YOUR TASK |
Of the entries below, copy only those lines that contain the word "chains".

[DATA PROVIDED Boundary: Start]

PR #2384, opened 2023-06-13
Reduce hyper client pool idle timeout to 20s

yorhodes:
### Description

- configures hyper http client to close connections after 20s
- makes singleton signer retry (5) times before bubbling error up

### Backward compatibility

Yes

### Testing

Local binary testing against cloud resources

Screen Shot 2023-06-13 at 5 45 47 PM

### DIFF
--- a/rust/chains/hyperlane-ethereum/src/singleton_signer.rs
+++ b/rust/chains/hyperlane-ethereum/src/singleton_signer.rs
@@ -68,7 +68,21 @@ impl SingletonSigner {
     /// Run this signer's event loop.
     pub async fn run(mut self) {
         while let Some((hash, tx)) = self.rx.recv().await {
-            if tx.send(self.inner.sign_hash(&hash).await).is_err() {
+            // retry 5 times
+            let mut retries = 5;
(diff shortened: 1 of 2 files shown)


rust/chains/hyperlane-ethereum/src/singleton_signer.rs
```diff
@@ -62,13 +63,38 @@ impl SingletonSigner {
...
+                inner,
+                rx,
+                retries: 5,
+            },
+            SingletonSignerHandle { address, tx },
+        )
+    }
+
+    /// Change default (5) retries for signing
+    pub fn config_retries(&mut self, retries: usize) {
```
asaj, line 77: Why have an unused setter?

asaj (approved):
Nice detective work

rust/chains/hyperlane-ethereum/src/singleton_signer.rs
yorhodes: wanted to make it configurable while not changing the usage
idk why I chose to do it this way lol

PR #2385, opened 2023-06-13
Increase key funder target balances

asaj:
### Description

This PR multiplies the key funder target balances per chain by ~8.

This is to account for the fact that a single key now delivers messages from *all* origin chains to an individual destination chain, whereas prior to the rollout of the omniscient relayer, each key would deliver messages between a single origin/destination chain pair.

A separate PR will re-deploy the key funder with to pick up these changes.

### Drive-by changes

None


nambrot:
Discussed during standup that we should maybe hold off until https://github.com/hyperlane-xyz/issues/issues/468

yorhodes:
@nambrot what should we do here?

paulbalaji:
replaced by https://github.com/hyperlane-xyz/hyperlane-monorepo/pull/3284

PR #2387, opened 2023-06-13
Fix latest indexed block gauge

asaj:
### Description

This PR fixes a bug that affected the latest indexed block gauge for message_dispatch.

This allows the gauge to be updated to the "correct" value whether or not a getLogs query actually takes place.

### Drive-by changes

None


rust/hyperlane-base/src/contract_sync/cursor.rs
```diff
@@ -377,17 +382,26 @@ impl<T> ContractSyncCursor<T> for RateLimitedContractSyncCursor<T>
...
         } else {
             Duration::from_secs(0)
         };
-        Ok((from, to, eta))
+
+        let rate_limit = self.get_rate_limit().await?;
+        if let Some(rate_limit) = rate_limit {
+            return Ok((CursorAction::Sleep(rate_limit), eta));
+        } else {
+            self.from = to + 1;
```
yorhodes, line 398: im a little confused on the relationship between `self.from` and the `from = to - chunk_size`
seems like we could maybe get away with having only `self.tip`

rust/hyperlane-base/src/contract_sync/mod.rs
```diff
@@ -58,29 +59,32 @@ where
             .with_label_values(&[label, chain_name]);
 
         loop {
-            let Ok((from, to, eta)) = cursor.next_range().await else { continue };
-            debug!(from, to, "Looking for for events in block range");
+            indexed_height.set(cursor.latest_block() as i64);
+            let Ok((action, eta)) = cursor.next_action().await else { continue };
```
yorhodes, line 63: would it be useful to warn log the errors?

yorhodes (approved):
not sure I have all the context but approved

rust/hyperlane-base/src/contract_sync/cursor.rs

[DATA PROVIDED Boundary: End]

REPLY |
--- a/rust/chains/hyperlane-ethereum/src/singleton_signer.rs
+++ b/rust/chains/hyperlane-ethereum/src/singleton_signer.rs
rust/chains/hyperlane-ethereum/src/singleton_signer.rs
rust/chains/hyperlane-ethereum/src/singleton_signer.rs
This is to account for the fact that a single key now delivers messages from *all* origin chains to an individual destination chain, whereas prior to the rollout of the omniscient relayer, each key would deliver messages between a single origin/destination chain pair.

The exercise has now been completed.